Bug #69842 doublewrite buffer is triplewriting
Submitted: 26 Jul 2013 0:30 Modified: 30 Jul 2013 4:25
Reporter: Domas Mituzas Email Updates:
Status: Verified Impact on me:
None 
Category:MySQL Server: InnoDB storage engine Severity:S4 (Feature request)
Version:5.1+ OS:Any
Assigned to: Assigned Account CPU Architecture:Any

[26 Jul 2013 0:30] Domas Mituzas
Description:
For each page write happening to data files InnoDB will write out 16k page via doublewrite buffer.
For each 8k page write that means 16k of "doublewriting", so it is already triple-write buffer.
For each 4k page write that means quintuple-writing. 
My english language is limited to point out appropriate naming for 2k and 1k cases.

How to repeat:
Change a page in InnoDB, observe doublewriting.

Suggested fix:
Use either separate doublewrite buffers for different page sizes or actually support variable page sizes within doublewrite buffer.
[29 Jul 2013 12:20] MySQL Verification Team
We will fix this one later in the future. Right now, we can't fix it unless we allow different pages sizes in the double write buffer as noted by bug reporter.

However, problem is  misstated to make it sound worse than it is. It is true that when we write out a say a 4K page (only possible with compressed tables) we use one slot of 16K from from the double write buffer, where the first 4K is used and the remaining 12K is junk.

One future solution would be to have a double write buffer for every page size that we support. This would be easiest and cleanest solution.
[29 Jul 2013 18:16] Domas Mituzas
"to make it sound worse than it is"

No, I stated it exactly how it is - there is unnecessary write amplification when 16k slots are used for lower sized pages. 

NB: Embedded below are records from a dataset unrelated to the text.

PR #1206, opened 2019-12-18
renderer: use shared_ptrs for renderer resources

TheJJ:
now object ownership is clear and simpler

### DIFF
--- a/libopenage/renderer/CMakeLists.txt
+++ b/libopenage/renderer/CMakeLists.txt
@@ -1,13 +1,13 @@
 add_sources(libopenage
-  color.cpp
-  geometry.cpp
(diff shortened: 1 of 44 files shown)


Vtec234:
I still prefer the `unique_ptr` <-> owner and `object*` <-> borrowed reference model, but if you think this is better then LGTM!

TheJJ:
I did this in order to retain the memory alive in the lambda function. That was way easier by capturing the sharedptr there instead of preserving ownership in any other way, and transferring the ownershipt into the lambda body isn't possible I think.

In the long run i think this is the easier approach, and if we do run into performance problems someday we can still optimize those paths, I hope :)

PR #1224, opened 2020-03-24
Correctly display SLP version string

heinezen:
The SLP version is now treated as a string with ASCII decoding when using verbose output.

I also fixed the wrong types for hotspots brought up by #1222.


TheJJ:
thx!

PR #1234, opened 2020-04-23
[WIP] Updating to Python3.cmake

simonsan:
Early testing for pulling in CMake 3.12 as Minimum dependency and using Python3.cmake instead of our own `FindPython` implementation


simonsan:
Superseded by #1235

Closing

PR #1242, opened 2020-04-29
Change the copyright year of copying.md

duanqn:
We are in the year of 2020 now.


heinezen:
Good catch! Thank you :)

PR #1249, opened 2020-05-02
Workflow for code analysis

simonsan:
Early stage, aims for:

- [ ] giving feedback if bugs are found
- [ ] optimize that patch-formatting
- [x] publish fixes (patches) for found errors based on settings in `.clang-tidy`
- [x] publish fixes (patches) based on settings in `.clang-format`
- [ ] use it just on the recent pushed commit, not over all the code base
  - [ ] include switch, we want to check the code base and fix stuff from time to time 
- [x] [LINK_WHAT_YOU_USE](https://cmake.org/cmake/help/latest/prop_tgt/LINK_WHAT_YOU_USE.html)
- [x] make use of [clazy (Qt related compiler warnings)](https://github.com/KDE/clazy)
- [X] [cpp-lint](https://github.com/cpplint/cpplint) (not needed => Clang-Format)

**Buildsystem-Flags**
Q: Does it make sense to create a `diagnose` module under buildsystem for `make diagnose` or would it be enough to document the following switches and create some CMake file around it or so for exporting fixes (incl. Clang-Tidy that is already existing)
- [ ] [Include-what-you-use](https://cmake.org/cmake/help/v3.12/prop_tgt/LANG_INCLUDE_WHAT_YOU_USE.html)
- [ ] [cppcheck](https://cmake.org/cmake/help/v3.12/prop_tgt/LANG_CPPCHECK.html)
- [ ] [clang-tidy](https://cmake.org/cmake/help/v3.12/prop_tgt/LANG_CLANG_TIDY.html)

Future:
- [ ] use result of #1157 and integrate it into the workflow

ref.: #1196


simonsan:
(Outdated)

PR #1250, opened 2020-05-02
Fix Clang-10 warnings & fix configure script

simonsan:
buildsystem: Fix CXX aliases for different clang-versions

Clang-10 bugfix: error: implicit conversion from 'uint64_t' (aka 'unsigned long') to 'double' changes value from 18446744073709551615 to 18446744073709551616

Clang-10 bugfix: operator '?:' has lower precedence than '|'; '|' will be evaluated first

### DIFF
--- a/configure
+++ b/configure
@@ -129,6 +129,9 @@ def get_compiler(args, parser):
         # map alias -> actual compiler
         aliases = {
             "clang": "clang++",
+            "clang-8": "clang++-8",
+            "clang-9": "clang++-9",
+            "clang-10": "clang++-10",
             "gcc": "g++",
         }
 
--- a/libopenage/log/file_logsink.cpp
+++ b/libopenage/log/file_logsink.cpp
@@ -1,4 +1,4 @@
-// Copyright 2015-2016 the openage authors. See copying.md for legal info.
+// Copyright 2015-2020 the openage authors. See copying.md for legal info.
 
 #include "file_logsink.h"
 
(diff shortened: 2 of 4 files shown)


configure
```diff
@@ -129,6 +129,9 @@ def get_compiler(args, parser):
         # map alias -> actual compiler
         aliases = {
             "clang": "clang++",
+            "clang-8": "clang++-8",
+            "clang-9": "clang++-9",
+            "clang-10": "clang++-10",
```
simonsan, line 134: This should be just a small fix, we should probably implement something that splits `compiler` into `compiler-name` and `compiler-version` => `if it's clang` and then append the version to `clang++`. 

Also it seems strange to me, that CC is not set by the configure script and I would need to use something like this:
`CC=clang-9 ./configure --compiler=clang-9 --mode=release --flags="-Werror" --ccache --download-nyan`

To get a special clang-version to work. Is that intended behaviour or should we also set `CC` within the `configure`-script?

simonsan: > Also it seems strange to me, that CC is not set by the configure script

Or is this intended behaviour? I see **kevin** is also building on arch-clang with **gcc** for `C`? 🤔

TheJJ: openage doesn't need any C compiler, only a C++ one. that's why we only set `CXX` and not `CC`.

And yes, the compiler-name-and-version parser would be the real fix. But, if we implement it, the version should actually be respected, since that way you may test multiple compiler versions easily.

PR #1255, opened 2020-05-04
Updating the simple build script

simonsan:
Started updating this, not sure if we want to keep it. PRing for feedback @TheJJ 

If yes, how do we want to make the `codegen` part? In a loop over a bash array?


TheJJ:
i've never seen anyone actually use this, maybe it's the best to just remove it. we should invest the energy into optimizing the real buildsystem and should transform the simple script into the buildsystem documentation, so one can better understand the steps the buildsystem performs.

And indeed, multiple double write buffers of different sizes was something that sounded like a decent idea last time we checked here, especially if they can be done with sufficient write parallelism.
[30 Jul 2013 0:30] Domas Mituzas
Also, can we please not close bugs that are open issues for MySQL users? It does not show up in search, etc, when you do 'deferred'.
[30 Jul 2013 4:25] James Day
I've changed this to a verified feature request and set the initial owner appropriately.

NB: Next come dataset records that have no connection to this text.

PR #1260, opened 2020-05-06
Make ConcurrentQueue support both copy-constructible and move-constructible elements

duanqn:
Thought this might be useful...
Test with `make test` -- 1 issue (my email is not in copying.md)

### DIFF
--- a/libopenage/datastructure/concurrent_queue.h
+++ b/libopenage/datastructure/concurrent_queue.h
@@ -1,4 +1,4 @@
-// Copyright 2015-2017 the openage authors. See copying.md for legal info.
+// Copyright 2015-2020 the openage authors. See copying.md for legal info.
 
 #pragma once
 
@@ -6,10 +6,9 @@
 #include <mutex>
 #include <queue>
 #include <thread>
+#include <type_traits>
 
-namespace openage {
-namespace datastructure {
-
+namespace openage::datastructure {
 /**
  * A threadsafe queue.
  * Wraps the std::queue with a mutex.
@@ -26,7 +25,7 @@ class ConcurrentQueue {
 public:
 	/** Removes all elements from the queue. */
 	void clear() {
-		std::lock_guard<mutex_t> lock{this->mutex};
+		std::scoped_lock lock{this->mutex};
 		while (!this->queue.empty()) {
 			this->queue.pop();
 		}
@@ -34,7 +33,7 @@ public:
 
 	/** Returns whether the queue is empty. */
 	bool empty() {
-		std::lock_guard<mutex_t> lock{this->mutex};
+		std::scoped_lock lock{this->mutex};
 		return this->queue.empty();
 	}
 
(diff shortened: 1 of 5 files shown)


libopenage/datastructure/tests.cpp
```diff
@@ -192,4 +191,57 @@ void constexpr_map() {
 	TESTEQUALS(cmap.get(42), 9001);
 }
 
-}}} // openage::datastructure::tests
+std::mutex CopyMove::s_mutex = std::mutex();
+int CopyMove::s_accumulatedConstructionCounter = 0;
```
TheJJ, line 195: I think you can define the classes in the `cpp` file, since they're used nowhere else except this test.

libopenage/datastructure/concurrent_queue.h
```diff
@@ -47,25 +46,46 @@ class ConcurrentQueue {
...
+	T& pop([[maybe_unused]] typename std::enable_if_t<!std::is_move_constructible_v<U> and std::is_copy_constructible_v<U>>* t = NULL) {
+		static_assert(sizeof...(None) == 0, "User-specified template arguments are prohibited.");
 		std::unique_lock<mutex_t> lock{this->mutex};
-		while (this->queue.empty()) {
-			this->elements_available.wait(lock);
-		}
-		auto &item = this->queue.front();
+		auto &item = front();
 		this->queue.pop();
 		return item;
```
TheJJ, line 56: this is a memory error, we have to return a `T`, and not a `T&`. so `auto item = this->front();` and `return item;`

libopenage/datastructure/concurrent_queue.h
```diff
@@ -47,25 +46,46 @@ class ConcurrentQueue {
...
 
-	/** Appends the given item to the queue. */
-	void push(const T &item) {
+	/** Moves the front item in the queue and removes it from the queue. */
+	template<typename... None, typename U = T>
+	T &&pop([[maybe_unused]] typename std::enable_if_t<std::is_move_constructible_v<U>>* t = NULL) {
+		static_assert(sizeof...(None) == 0, "User-specified template arguments are prohibited.");
+		std::unique_lock<mutex_t> lock{this->mutex};
+		T&& ret = std::move(front());
+		this->queue.pop();
```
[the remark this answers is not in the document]
TheJJ: Oh, [`std::queue::front()`](https://en.cppreference.com/w/cpp/container/queue/front) only returns references, so we'll always have to do a copy?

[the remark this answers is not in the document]
duanqn: I applied a fix. Strangely my tests didn't catch anything.

libopenage/datastructure/concurrent_queue.h
```diff
@@ -47,25 +46,48 @@ class ConcurrentQueue {
...
+	/** Copies the front item in the queue and removes it from the queue. */
+	template<typename... None, typename U = T>
+	T pop([[maybe_unused]] typename std::enable_if_t<!std::is_move_constructible_v<U> and std::is_copy_constructible_v<U>>* t = NULL) {
+		static_assert(sizeof...(None) == 0, "User-specified template arguments are prohibited.");
+		std::scoped_lock lock{this->mutex};
+		T ret = this->front();
+		this->queue.pop();
+
+		// Explicitly call the copy constructor since T cannot be move-constructed
+		return T(ret);
```
TheJJ, line 58: if you write `return ret`, c++ will select the best possible return way automatically (move or copy), we don't need to explicitly copy.

libopenage/datastructure/concurrent_queue.h
```diff
@@ -47,25 +46,48 @@ class ConcurrentQueue {
...
+	}
+
+	/** Moves the front item in the queue and removes it from the queue. */
+	template<typename... None, typename U = T>
+	T pop([[maybe_unused]] typename std::enable_if_t<std::is_move_constructible_v<U>>* t = NULL) {
```
TheJJ, line 63: pls replace `NULL` with `nullptr` :)

libopenage/datastructure/tests.cpp
```diff
@@ -192,4 +191,146 @@ void constexpr_map() {
 	TESTEQUALS(cmap.get(42), 9001);
 }
 
-}}} // openage::datastructure::tests
+/**
+ * A simple class that can be move-constructed but not copy-constructed
+ */
+class MoveOnly{
+	private:
+	int m_data;
```
TheJJ, line 199: we place the access labels at the same indent level as the `class` statement.
our member names are (at least until now) never named `m_`, since we always access them with `this->`.
for consistency reasons it would be nice if you removed the prefix (and access the data in `get()` with `this->data` then).

libopenage/datastructure/tests.cpp
```diff
@@ -192,4 +191,146 @@ void constexpr_map() {
...
+
+	int get() const {
+		return this->m_data;
+	}
+
+	static int getAccumulatedConstructionCounter() {
+		return CopyMove::s_accumulatedConstructionCounter;
+	}
+
+	static void resetAccumulatedConstructionCounter() {
```
TheJJ, line 278: we use `snake_case` for all member methods

libopenage/datastructure/tests.cpp
duanqn: OK what about static variables then? Should I also remove the `s_` ?

libopenage/datastructure/tests.cpp
duanqn: Fixed. Thanks.

libopenage/datastructure/concurrent_queue.h
duanqn: `return ret` does not work on GCC 7.5.0 . Will try if it works for a later version.

libopenage/datastructure/concurrent_queue.h
duanqn: Fixed. Thanks.

libopenage/datastructure/tests.cpp
duanqn: Fixed. Thanks.

libopenage/datastructure/concurrent_queue.h
duanqn: I tried to build with GCC 10.1.0, `return ret;` works here but there are several compile errors in other files.

libopenage/datastructure/tests.cpp
TheJJ: I'd say yes, but we don't have a strict rule there yet.

libopenage/datastructure/concurrent_queue.h
TheJJ: I tried this in godbolt now: https://godbolt.org/z/7_42Uy and the C++-Standard makes the difference. with `std=c++17` it works accross all versions, apparently (the copy-selection when move was deleted). `std=c++11` and `c++14` fail with use of deleted function.

since the buildsystem uses 17, i wonder why it fails for you :)

duanqn: Which version did you try on? On godbolt it also fails with GCC 7.5.0

TheJJ: Only with gcc >7... and with =7 it fails. Oh dear. I think we can leave the explicit copy then, but with a `TODO` to change it once we raise our minimum compiler version.

heinezen:
Thank you :)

Is write amplification of a sort for spinning disks and some SSDs (if doublewrite is placed on SSD) and not others that do on-drive automatic compression to reduce physical write volume.

James Day, MySQL Senior Principal Support Engineer, Oracle
[30 Jul 2013 11:27] Mark Callaghan
2k-pages --> octuple-writing
1k-pages -->hexadecatuple writing
[31 Jul 2013 11:03] James Day
If you are interested in this there is a good chance that you will also be interested in these things that are delivered already in 5.6:

1. Compressed tables and the new innodb_log_compressed_pages option not to write the content of the page before compression to the InnoDB redo log. That reduces the amount of redo writing. There are also other improvements to compression summarised at https://blogs.oracle.com/mysqlinnodb/entry/innodb_compression_improvements_in_mysql . Many of those originated with excellent suggestions from Facebook and you might also find this presentation by their Nizam Ordulu of interest: http://www.slideshare.net/nizameddin/getting-innodb-compressionreadyforfacebookscale . The option is very minimally described at http://dev.mysql.com/doc/refman/5.6/en/innodb-parameters.html#sysvar_innodb_log_compressed... but there's a whole manual section on compression that is worth reading: http://dev.mysql.com/doc/innodb/1.1/en/innodb-compression.html .

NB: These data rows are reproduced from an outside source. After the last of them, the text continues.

Issue #1676, opened 2024-08-25
Cost stamps (pathfinder)


heinezen:
**Required Skills:** C++

**Difficulty:** Medium

Our current model of the flow field pathfinder doesn't account for *temporary* changes of the cost grid, e.g. a building being placed on terrain. In this example, the building would change the movement cost of the grid (making affected tiles impassable) only as long as it exists. Once it is removed, the cells should return to their original cost value (e.g. that of the underlying terrain).

For flow fields there already exists a suggested solution for this in the form of *cost stamps* (check out the [related article](http://www.gameaipro.com/GameAIPro/GameAIPro_Chapter23_Crowd_Pathfinding_and_Steering_Using_Flow_Field_Tiles.pdf)). Essentially, cost stamps record the original value of the cells when they change its value. Removing a stamp restores the original value.

Tasks:

- [ ] Add cost stamps storage for cells to the [`CostField`](https://github.com/SFTtech/openage/blob/master/libopenage/pathfinding/cost_field.h) implementation. For performance reasons, the stamps should be stored separately from the current cost values (so **not** in the `cells` vector). Stamps should record
    - Time of "stamping"
    - Original cell value
- [ ] Add new methods for cost stamps to  [`CostField`](https://github.com/SFTtech/openage/blob/master/libopenage/pathfinding/cost_field.h). You should at least implement these functions:
     - [ ] `CostField::stamp(..)`: Place a stamp down for a specific cell
     - [ ] `CostField::unstamp(..)`: Restore the original value for a specific cell

**Further Reading**

- [Pathfinder documentation](https://github.com/SFTtech/openage/blob/master/doc/code/pathfinding/README.md)
- [`openage::path` pathfinding module](https://github.com/SFTtech/openage/tree/master/libopenage/pathfinding)

anupriyakkumari:
Hi, I'd like to take this up.

heinezen:
@anupriyakkumari Hey, no problem go ahead :)

PR #1745, opened 2025-01-22
Add cost stamps

dmwever:
fixes https://github.com/SFTtech/openage/issues/1676.

### DIFF
--- a/libopenage/pathfinding/cost_field.cpp
+++ b/libopenage/pathfinding/cost_field.cpp
@@ -56,6 +56,27 @@ void CostField::set_costs(std::vector<cost_t> &&cells, const time::time_t &valid
 	this->valid_until = valid_until;
 }
 
+bool CostField::stamp(size_t idx, cost_t cost, const time::time_t &stamped_at) {
+	if (this->cost_stamps.contains(idx)) return false;
+
+	cost_t original_cost = this->get_cost(idx);
+	this->cost_stamps[idx].original_cost = original_cost;
+	this->cost_stamps[idx].stamp_time = stamped_at;
+
+	this->set_cost(idx, cost, stamped_at);
+	return true;
+}
+
+bool CostField::unstamp(size_t idx, const time::time_t &unstamped_at) {
+	if (!this->cost_stamps.contains(idx)) return false;
+	if (unstamped_at < this->cost_stamps[idx].stamp_time) return false;
+
+	cost_t original_cost = cost_stamps[idx].original_cost;
+
+	this->set_cost(idx, original_cost, unstamped_at);
+	return this->cost_stamps.erase(idx) != 0;
+}
+
 bool CostField::is_dirty(const time::time_t &time) const {
 	return time >= this->valid_until;
 }
--- a/libopenage/pathfinding/cost_field.h
+++ b/libopenage/pathfinding/cost_field.h
@@ -107,6 +107,27 @@ public:
 	void set_costs(std::vector<cost_t> &&cells, const time::time_t &changed);
 
 	/**
+	 * Stamp a cost field cell at a given time.
+	 * 
+	 * @param idx Index of the cell.
+	 * @param cost Cost to set.
+	 * @param stamped_at Time at which the cost cell is to be stamped.
+	 * 
+	 * @return True if the cell was successfully stamped, false if the cell was already stamped.
+	 */
+	bool stamp(size_t idx, cost_t cost, const time::time_t &stamped_at);
+
+	/**
+	 * Unstamp a cost field cell at a given time.
+	 * 
+	 * @param idx Index of the cell.
+	 * @param unstamped_at Time at which the cost cell is to be unstamped.
+	 * 
+	 * @return True if the cell was successfully unstamped, false if the cell was already not stamped.
+	 */
+	bool unstamp(size_t idx, const time::time_t &unstamped_at);
+
+	/**
 	 * Check if the cost field is dirty at the specified time.
 	 *
 	 * @param time Time of access to the cost field.
@@ -135,6 +156,11 @@ private:
 	 * Cost field values.
 	 */
 	std::vector<cost_t> cells;
+
+	/**
+	 * Cost field values.
+	 */
+	std::unordered_map<size_t, cost_stamp_t> cost_stamps;
 };
 
 } // namespace path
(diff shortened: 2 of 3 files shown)


libopenage/pathfinding/cost_field.h
```diff
@@ -135,6 +156,11 @@ class CostField {
 	 * Cost field values.
 	 */
 	std::vector<cost_t> cells;
+
+	/**
+	 * Cost field values.
+	 */
+	std::unordered_map<size_t, cost_stamp_t> cost_stamps;
```
jere8184, line 163: Would `vector<optional<cost_stamp_t>>` cost_stamps work better?

jere8184 (changes requested):

libopenage/pathfinding/cost_field.h
dmwever: Didn't know about the existence of optionals. Basically, have a vector the same size as the cost field, with optionals consisting of cost_stamp_t?

libopenage/pathfinding/cost_field.cpp
```diff
@@ -57,24 +57,25 @@ void CostField::set_costs(std::vector<cost_t> &&cells, const time::time_t &valid
...
 
 	this->set_cost(idx, cost, stamped_at);
 	return true;
 }
 
 bool CostField::unstamp(size_t idx, const time::time_t &unstamped_at) {
-	if (!this->cost_stamps.contains(idx)) return false;
-	if (unstamped_at < this->cost_stamps[idx].stamp_time) return false;
+	if (!this->cost_stamps[idx].has_value()) return false;
+	if (unstamped_at < this->cost_stamps[idx]->stamp_time) return false;
```
jere8184, line 72:
```suggestion
	if (!this->cost_stamps[idx].has_value() || unstamped_at < this->cost_stamps[idx]->stamp_time) return false;
```

libopenage/pathfinding/cost_field.h
```diff
@@ -160,7 +161,7 @@ class CostField {
 	/**
 	 * Cost field values.
```
jere8184, line 162: update

jere8184: btw dont feel like you need to impliment any of my suggestions, as they are just suggestions.

libopenage/pathfinding/cost_field.h
```diff
@@ -135,6 +157,11 @@ class CostField {
...
 	 */
 	std::vector<cost_t> cells;
+
+	/**
+	 * Cost stamp vector.
+	 */
+	std::vector<std::optional<cost_stamp_t>> cost_stamps;
```
jere8184, line 164: you need to make sure `cost_stamps` is initialised in the constructor with the correct size

jere8184 (changes requested):

libopenage/pathfinding/cost_field.cpp
```diff
@@ -56,6 +56,27 @@ void CostField::set_costs(std::vector<cost_t> &&cells, const time::time_t &valid
 	this->valid_until = valid_until;
 }
 
+bool CostField::stamp(size_t idx, cost_t cost, const time::time_t &stamped_at) {
+	if (this->cost_stamps[idx].has_value()) return false;
+
+	cost_t original_cost = this->get_cost(idx);
+	this->cost_stamps[idx]->original_cost = original_cost;
+	this->cost_stamps[idx]->stamp_time = stamped_at;
```
heinezen, line 64: I don't think this code will work, i.e. it could segfault because the optional value is not initialized. You have to explicitely assign it a `cost_stamp_t` struct before you can access the members directly. So you have to write something like

```cpp
this->cost_stamps[idx] = cost_stamp_t{
    orginal_cost,
    stamped_at,
};
```

libopenage/pathfinding/cost_field.cpp
```diff
@@ -56,6 +56,27 @@ void CostField::set_costs(std::vector<cost_t> &&cells, const time::time_t &valid
...
+
+	this->set_cost(idx, cost, stamped_at);
+	return true;
+}
+
+bool CostField::unstamp(size_t idx, const time::time_t &unstamped_at) {
+	if (!this->cost_stamps[idx].has_value() || unstamped_at < this->cost_stamps[idx]->stamp_time) return false;
```
heinezen, line 71: if conditions should always be multiline and wrapped in curly brackets, according to our code style conventions. Also, you should use `or`, `not`, and `and` instead of `||`, `!`, and `&&` for readability in the condition.

```suggestion
	if (not this->cost_stamps[idx].has_value() or unstamped_at < this->cost_stamps[idx]->stamp_time) {
	    return false;
	}
```

libopenage/pathfinding/cost_field.h
```diff
@@ -106,6 +107,27 @@ class CostField {
...
 	void set_costs(std::vector<cost_t> &&cells, const time::time_t &changed);
 
+	/**
+	 * Stamp a cost field cell at a given time.
+	 *
+	 * @param idx Index of the cell.
+	 * @param cost Cost to set.
+	 * @param stamped_at Time at which the cost cell is to be stamped.
+	 *
+	 * @return True if the cell was successfully stamped, false if the cell was already stamped.
```
heinezen, line 117: What is the benefit over overwriting the stamp? I'm just curious.

heinezen (changes requested):
Looks pretty good so far.

In addition to the fixes to the comments I made, you should also add unit tests for stamping and unstamping the cost field in `tests.cpp`.

libopenage/pathfinding/cost_field.h
dmwever: Good question. I was considering what would happen if one stamp was placed, and then if another stamp was placed while the first was active. If the stamp is overwritten, how do we communicate with the object that placed the first stamp? If that first object unstamps, it would unstamp the second object's stamp value. If instead we tell the second object that there is already a stamp in place there, we avoid data miscommunication. The downside is that we can't double-stamp, but that would be the downside with stamp overwriting as well.

libopenage/pathfinding/cost_field.cpp
dmwever: Thanks. Learning the ropes of c++ here.

libopenage/pathfinding/cost_field.h
heinezen: The communication is a good reason, although I don't think it's something the pathfinding system should have to worry about for now. Pathfinding is separate from the game logic and is not really concerned with what terrain or game objects are. Notification between objects would happen closer to the game simulation side.

I think we can take your solution for now, but it might be more convenient to just overwrite stamps in the future if that's more reliable.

2. The new binlog_row_image options not to write the whole of a before row image to the binary log (minimal) or to skip just for unneeded text and blob columns (noblob). This also means they don't get sent over the wire to slaves, reducing network traffic and slave relay log space use. The image is used to look up rows on a replication slave when there is no primary key. You don't need the image if you have a primary key. Luis Soares wrote more about these images: http://d2-systems.blogspot.co.uk/2011/04/mysql-562-dm-optimized-row-based.html . The manual page is https://dev.mysql.com/doc/refman/5.6/en/replication-options-binary-log.html#sysvar_binlog_... .

If you care about disk I/O I recommend that you give serious consideration to using those options. The main reason that they are not enabled by default is backwards compatibility and/or risk that comes in part from us not knowing how every system out there is configured. We considered enabled by default but that's why we rejected the idea.